Problem requirements: Whenever the string "current" turns up in a line of the data below, copy that line.

Data records:
PR #1310, opened 2020-09-11
Migrate teleconsult MOs to MVP

prabhanshuguptagit:
**Story card:** https://app.clubhouse.io/simpledotorg/story/1027

## Because

The current telemed implementation has phone numbers linked to facilities. We want to move to linking users with facilities instead.

## This addresses

Adds a rake task to link MOs to facilities if their phone number matches the current `teleconsultation_phone_numbers`. This looks at user's `phone_number` and `teleconsult_phone_number` to find a match.


lib/tasks/scripts/link_teleconsultation_medical_officers.rb
```diff
@@ -0,0 +1,37 @@
+class LinkTeleconsultationMedicalOfficers
+  class << self
+    def call
+      linked_users_count, unlinked_numbers_count = 0, 0
+
+      Facility.all.each do |facility|
```
harimohanraj89, line 6: Use `Facility.find_each` to avoid instantiating a bajillion Ruby objects to save memory!

lib/tasks/scripts/link_teleconsultation_medical_officers.rb
```diff
@@ -0,0 +1,37 @@
...
+      Rails.logger.info "Could not find a match for #{unlinked_numbers_count} numbers."
+    end
+
+    private
+
+    def link_medical_officer(medical_officer, facility)
+      unless facility.teleconsultation_medical_officers.include?(medical_officer)
+        facility.teleconsultation_medical_officers << medical_officer
+
+        Rails.logger.info "Linked #{medical_officer.id} to #{facility.name}"
```
harimohanraj89, line 27: We should log that we did this _after_ we `facility.save!` 😅

spec/tasks/scripts/link_teleconsultation_medical_officers_spec.rb
```diff
@@ -0,0 +1,70 @@
...
+
+      facility_1_mos = facility_1_phone_numbers.map { |phone_number|
+        create(:user, teleconsultation_phone_number: phone_number)
+      }
+
+      described_class.call
+
+      expect(facility_1.reload.teleconsultation_medical_officers).to match_array [facility_1_mos, existing_mo].flatten
+    end
+  end
```
harimohanraj89, line 69: Let's add another spec where we don't create any users, and expect the linker to run correctly.

lib/tasks/scripts/link_teleconsultation_medical_officers.rb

Your response:
The current telemed implementation has phone numbers linked to facilities. We want to move to linking users with facilities instead.
Adds a rake task to link MOs to facilities if their phone number matches the current `teleconsultation_phone_numbers`. This looks at user's `phone_number` and `teleconsult_phone_number` to find a match.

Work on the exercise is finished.